Saturday, February 25, 2012


I was innocently flipping through a magazine at Red Purl the other day, minding my own business when WHAM! I saw this picture and had to make this sweater. Just like that. I can't even say that I absolutely love the sweater but I had to make it. Right now.

It may have had something to do with the fact that Amy had Peace Fleece on sale for $5 a skein and there were three pink ones left and one white to go with it. I did some calculations for the substitution and figured it would get me close enough. (I apparently love to run out or almost run out of yarn at every chance I get.) I'll lengthen the body, but shorten the sleeves if need be. And no turned-over hem; that will save some yardage too.

I got the collar done the other day--that's where you start.

It's knit to make a strip of knitting on the bias:
You can see that even as the edges are straight, the knitting rows are slanted at 45 degrees. This is done with increases and decreases. No magic in that. I moved my increases/decreases in one stitch from the edge so I could have a neat selvage stitch--that is why you can see the stripes "straighten out" at the edges (especially visible in the top of the picture above).

I like the stripe effect, but briefly considered using the back side:
It's also striped but like colours are separated by a little space. This is because instead of the top and bottom of each row being done with the same colour, the top of one row and the bottom of the next are done in the same colour. Sort of like two halves coming together to make a whole. In the end, I decided to stick to the "right" side.
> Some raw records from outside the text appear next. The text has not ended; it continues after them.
PR #1814, opened 2025-05-16
Fixed non-transparant WMS output for remote WMS and GDAL layers

copierrj:
This fix re-enables JPEG output and correct handling of the `transparent` and `bgcolor` WMS parameters for remote WMS and GDAL layers.

For both layer types deegree tries to reuse an existing `BufferedImage` (provided by the WMS client or by GDAL) and this fails when this image has an alpha layer and JPEG output is requested or transparency is not enabled in the request.

### DIFF
--- a/deegree-core/deegree-core-rendering-2d/src/main/java/org/deegree/rendering/r2d/context/ImageRenderContext.java
+++ b/deegree-core/deegree-core-rendering-2d/src/main/java/org/deegree/rendering/r2d/context/ImageRenderContext.java
@@ -79,7 +79,11 @@ public class ImageRenderContext extends Java2DRenderContext {
 		this.info = info;
 	}
 
-	public static RenderContext createInstance(RenderingInfo info, BufferedImage image, OutputStream outputStream) {
+	public static RenderContext createInstance(RenderingInfo info, BufferedImage existingImage,
+			OutputStream outputStream) {
+		BufferedImage image = ImageUtils.prepareImage(existingImage, info.getFormat(), info.getWidth(),
+				info.getHeight(), info.getTransparent(), info.getBgColor());
+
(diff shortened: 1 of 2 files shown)


stephanr:
@copierrj 
After discussion on this topic in todays TMC meeting, I am unsure if this fix won't have a negative impact as its implementation was done with a focus on the GDAL layer.

https://github.com/deegree/deegree3/blob/c94463e79551f660851cdf7349a5a6aa995cd8df/deegree-core/deegree-core-rendering-2d/src/main/java/org/deegree/rendering/r2d/context/ImageRenderContext.java#L112-L123

In Line 112, the new behavior is introduced for all cases where "jpeg" **or** all image formats without transparency.

And we already have this kind of logic already present in ImageUtils at:
https://github.com/deegree/deegree3/blob/01ebf3743dccf7d1f706ea983fb67d04468b46f3/deegree-core/deegree-core-style/src/main/java/org/deegree/style/utils/ImageUtils.java#L61-L93

Which is used by one of the possible two constructors:
https://github.com/deegree/deegree3/blob/01ebf3743dccf7d1f706ea983fb67d04468b46f3/deegree-core/deegree-core-rendering-2d/src/main/java/org/deegree/rendering/r2d/context/ImageRenderContext.java#L86-L90

So I am asking if the fix may be better located at the code calling the other constructor with an already created image:
https://github.com/deegree/deegree3/blob/c94463e79551f660851cdf7349a5a6aa995cd8df/deegree-core/deegree-core-rendering-2d/src/main/java/org/deegree/rendering/r2d/context/ImageRenderContext.java#L82-L84

copierrj:
I've reworked the PR as suggested by @stephanr. Unfortunately I didn't fully understand the existing implementation regarding png8 and gif output. The solution as provided in this PR makes the most sense to me.

stephanr (approved):

PR #1827, opened 2025-06-18
Fix nil properties in GeoJSON (3.6)

lgoltz:
Currently properties with xsi:nil="true" and without other attributes/elements results in following GeoJSON:
```
  "attributeName": true,
```
This is irritating as the value is empty.
This PR excludes attributes with  xsi:nil="true" from the GeoJSON.

PR with Backport for 3.5: #1826


dstenger (approved):

tfr42:
During the discussion we found that https://github.com/INSPIRE-MIF/gp-geojson-encodings/blob/main/spec/geojson-encoding-rule.md#nilreason-information page follwing the same rational.

stephanr (approved):

PR #1833, opened 2025-06-29
Fixes GFI on a group layers if one of the sub layers is not queryable (3.6)

### LINKED ISSUE #1822: GFI on a group layers fails if one of the sub layers is not queryable
**Setup**
* RemoteWMS with several RemoteLayers 
* Some of the RemoteLayers are combined to a group of layers 
* One of the child RemoteLayers is not queryable
* deegree 3.5

The GetFeatureInfo request on the group layer fails:

```
<ServiceExceptionReport>
  <ServiceException code="LayerNotQueryable">GetFeatureInfo is requested on a Layer (name: child1) that is not queryable.</ServiceException>
</ServiceExceptionReport>
```

**Expected behaviour:**
The GetFeatureInfo request on a group layer should ignore all sub layers which are not queryable.

lgoltz:
Fixes #1822  Exception is replaced by a log warning.  

Backport to 3.5: #1834

### DIFF
--- a/deegree-services/deegree-services-wms/src/main/java/org/deegree/services/wms/MapService.java
+++ b/deegree-services/deegree-services-wms/src/main/java/org/deegree/services/wms/MapService.java
@@ -334,18 +334,16 @@ public class MapService {
 		ListIterator<LayerQuery> queryIter = queries.listIterator();
 		for (LayerRef n : gfi.getQueryLayers()) {
 			LayerQuery query = queryIter.next();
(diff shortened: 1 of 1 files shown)


julianzz98:
> It should be tested if an exception is thrown when a non-queryable layer (layer attribute queryable="0") is requested via GFI directly. The standard mandates that an exception is returned in this case.

In this case, no exception is being thrown. This is the same behavior as before the bugfix!

PR #1834, opened 2025-06-29
Fixes GFI on a group layers if one of the sub layers is not queryable (3.5)

lgoltz:
Backport for 3.5 of #1833


copierrj:
The TMC discussed this PR and is reluctant to merge this change into a maintenance branch. This behavioral change might break existing installations. Adding a tunable to make this change an opt-in would be appreciated.

stephanr:
Thank you for your contribution. Unfortunately, after carefully reviewing your contribution we, the TMC members, came to the conclusion not to merge it into the deegree code base. Of course this is not the final word. If you think, that we did wrong then please re-initiate the decision making process by making a proposal and start a discussion on the mailing list. Perhaps we can reach a consensus then. Anyhow, we do appreciate your commitment to open source and to deegree in special.

PR #1849, opened 2025-08-06
Fixes nil properties in GeoJSON (3.6)

lgoltz:
This PRs fixes incomplete nil Properties. Example from the test:

Before (the two first new assertions failed):
```
"name" : {
        "GeographicalName" : {
          "sourceOfName" : true,
            "spelling" : {
             ....
            "pronunciation" : true,
            "nameStatus" : {
              "nil" : true
            },
      ...
```

After: 
```
"name" : {
        "GeographicalName" : {
          "sourceOfName" : {
            "nil" : true
          },
          ....
          "pronunciation" : {
            "nil" : true
          },
          ....
          "nameStatus" : {
            "nil" : true
          },
      ...
```

### DIFF
--- a/deegree-core/deegree-core-base/src/main/java/org/deegree/geojson/GeoJsonWriter.java
+++ b/deegree-core/deegree-core-base/src/main/java/org/deegree/geojson/GeoJsonWriter.java
@@ -420,7 +420,15 @@ public class GeoJsonWriter extends JsonWriter implements GeoJsonFeatureWriter, G
 			QName key = attributesAndChildren.keySet().iterator().next();
 			List<TypedObjectNode> values = attributesAndChildren.get(key);
 			if (values.size() == 1 && values.get(0) instanceof PrimitiveValue) {
-				exportValue((PrimitiveValue) values.get(0));
+				if (isNilled(key, values.get(0))) {
+					beginObject();
+					name(key.getLocalPart());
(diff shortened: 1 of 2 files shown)


stephanr:
After discussing this PR in today's TMC meeting we stumbled upon the different implementation in comparison to https://github.com/deegree/deegree3/pull/1827 .
There https://github.com/INSPIRE-MIF/gp-geojson-encodings/blob/main/spec/geojson-encoding-rule.md#nilreason-information was mentioned that stated to omit these properties.

Here I assume the used dataset was https://inspire.ec.europa.eu/schemas/gn/4.0/GeographicalNames.xsd (or another version) in which the property `sourceOfName` is of type string.

So we are replacing the export of nil from a boolean of `true` to an object of `{"nil": true}` which both does not really match the intended datatype of `string` (in the XSD schema).

Technically, there are multiple choices:
- `true` (obviously not a good idea)
- `false` (obviously not a good idea)
- `{}` object with or without data
- `[]` array with or without data
- `undefined` see Chapter 5 JSON Value of ECMA-404_2nd_edition_december_2017
- omit the property completely, similar to https://github.com/INSPIRE-MIF/gp-geojson-encodings/blob/main/spec/geojson-encoding-rule.md#nilreason-information 

For today we postponed this topic and would appreciate any input.

stephanr (approved):

PR #1947, opened 2026-04-27
Updated dependencies for JAXB, Jaxen, GDAL, Faces, Primefaces and Spring Boot

tfr42:
This PR upgrades the dependencies:
- jaxb-runtime
- jakarta.faces
- jaxen
- gdal
- primefaces and  primefaces-extensions
- Spring Boot to 3.5.14 (which is the latest and last release of the 3.x line, see https://spring.io/projects/spring-boot#support)

### DIFF
--- a/pom.xml
+++ b/pom.xml
@@ -504,7 +504,7 @@
       <dependency>
         <groupId>org.glassfish.jaxb</groupId>
         <artifactId>jaxb-runtime</artifactId>
-        <version>4.0.6</version>
+        <version>4.0.7</version>
         <scope>runtime</scope>
       </dependency>
       <dependency>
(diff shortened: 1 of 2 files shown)


pom.xml
```diff
@@ -1205,7 +1205,7 @@
       <dependency>
         <groupId>org.gdal</groupId>
         <artifactId>gdal</artifactId>
-        <version>3.11.0</version>
+        <version>3.12.0</version>
```
dstenger, line 1208: Handbook still mentions version 3.11.0: https://download.deegree.org/documentation/3.6.7/html/#_connecting_gdal_and_deegree

This should be updated as well.

In general, we can think about putting this dependency to scope provided. Then users must add this dependency to classpath by themselves.

julianzz98:
The deegree-tools-gml were successfully tested under this version.

stephanr (approved):

PR #1961, opened 2026-06-17
Fixed NumberFormatException if sqlValue is to long for java integer range

lgoltz:
Currently a request with a 17-digit value results in a NumberFormatException. This PR  fixed this by parsing the value as long as fallback.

Because I was changing colours every time I started a right-side row, I went ahead and knit the first stitch. (Usually I slip it.) I made sure to purl the last stitch on the wrong side rows and that gave me the nice selvage stitch on one side:
On the other side, I slipped the first stitch on the wrong side rows as I normally do. Slipping it as a purl stitch yields the nice "V" selvage stitch:
You can see that this edge has only one stitch per stripe whereas the previous picture had two stitches per stripe. That's what you get with slipping. I was concerned with getting a nice selvage on both edges because the body of the sweater is picked up and knit off one edge, and the other edge is sewn down--both good times to have a convenient selvage stitch.

The bias strip collar is started with a provisional cast on. I used the crochet cast on. I started it while waiting for choir to start. You should have heard them all howl when they saw me working with a crochet hook instead of a pair of knitting needles. The basses seemed especially incensed. They are used to seeing me and my knitting but apparently a crochet hook is just going too far!

Anyway, once the right length is achieved, it is time to take out the provisional cast on and put the released stitches onto a needle:
Here I am pulling out the purple yarn of the crochet cast on
and picking up the white stitches that are freed.
Once that was done, I had two ends on needles and it was time to put them together to make a continuous loop:
The pattern called for a three-needle bind off. This would have held the ends together but it would have left a seam, causing a bump on the inside and an interruption to the garter stitch pattern. Now, we know better than that, don't we!? Have you guessed yet which word I will utter next? Yup, it's time for Kitchener. Now there's some magic!

It was going so well that when I was half done the seam, I thought I should take a picture or no one would believe me that it was sewn together:
The Kitchener seam is half done. The right side is finished;
the stitches on the needles on the left are waiting.
You can't tell which rows were knit and which one was sewn; there's no interruption to the stitch pattern, and the colour pattern is kept consistent. I love Kitchener and its mighty power.

When it was done, I had this:
Try and find the seam!

How does all this make a collar? Well, you fold it in half and just sort of imagine it laying across my shoulders:
I've since picked up the stitches around the collar and have just begin to knit the body.

The yarn contains mohair and it's definitely "hairy." I don't mind working with it, though, and I don't think I'll have any problem wearing it. If nothing else, I'll wear a tank under it and that will only help if the neckline ends up being too wide open for bra straps. (I'm old fashioned--I'd rather not show mine.)